These separate actions, one by Ethel L. Peabody and the other by her husband, against the same defendant, were tried together in the Superior Court in Cumberland county. The plaintiffs recovered verdicts. Mrs. Peabody, by way of damages for rather serious personal injuries, has a verdict for seventeen hundred and seventy-five dollars; her husband, the other plaintiff, for consequential damages, has a verdict for five hundred dollars.
At the trial, the defendant noted, as applicable to both cases, a single exception. The exception goes to the exclusion of evidence. Also, defendant relies on general motions for new trials, but on neither motion presses excessiveness of damages.
Mrs. Peabody, there was evidence, had opened the right-hand door of her husband’s automobile, then at rest and occupied by him, and was about to enter the vehicle- when defendant suddenly moved his automobile backward in such a way as to hit against her.
The date of this occurrence was June 18, 1929; the place, land adjacent Higgins Beach in Scarboro. The two cars, were parked, *377that of the defendant first, headed in the same general direction, some six feet between them.
On plaintiff’s version, defendant returned to and was seated in his automobile. He operated the car in forward direction for the distance of a few feet, then backed it, then forward and back again, then forward still once more, this time apparently to continue on from a grassy spot through sand to the public street.
Mrs. Peabody, who had watched the movements of defendant’s car, came from behind her husband’s car and opened its door. Unexpectedly and without reasonable warning, to continue recital from the evidence for the plaintiffs, the automobile of the defendant was backed, nor merely for a few feet, but in zigzag course to and against Mrs. Peabody, then standing on the running board of her husband’s car.

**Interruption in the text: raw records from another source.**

PR #179, opened 2026-04-21
Add new 'gen-types' command, direct from TS schema to Versioned SDK Types.

zerovox:
There's quite a lot of tests here, making this a very large change. I could split this up further, e.g. not generating the Zod in this PR. Let me know if that'd be easier. 

Also, follows through on some renames - I'd recommend reading bottom to top :)

### DIFF
--- a/packages/document-schema/type-gen/src/utils/schema/__tests__/generateInternalFromSchema.test.ts
+++ b/packages/document-schema/type-gen/src/utils/schema/__tests__/generateInternalFromSchema.test.ts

The facts were in dispute.
The question of negligence of the defendant, as well as that of contributory negligence, was, upon the evidence, a question for the jury, as was the question whether the negligence of the defendant was the proximate cause of injury.
Examination and consideration of the record leads this court to the conclusion it can not say that either verdict is manifestly wrong.
Defendant offered evidence, claimed admissible “on the ground of contributory negligence,” “to show that plaintiffs were trespassers at the place they parked.” Objection was sustained.
Trespassing, if there were trespassing, was on land of a stranger. The right of a trespasser to recover damages is usually denied, not on the ground of contributory negligence, but on the ground that no duty rests on the owner of the land. 48 C. J., 982; Marble v. Ross, 124 Mass., 44. Assuming trespass, the unlawful character of that act was not a contributing cause of injury.
Motions overruled.
Exceptions overruled.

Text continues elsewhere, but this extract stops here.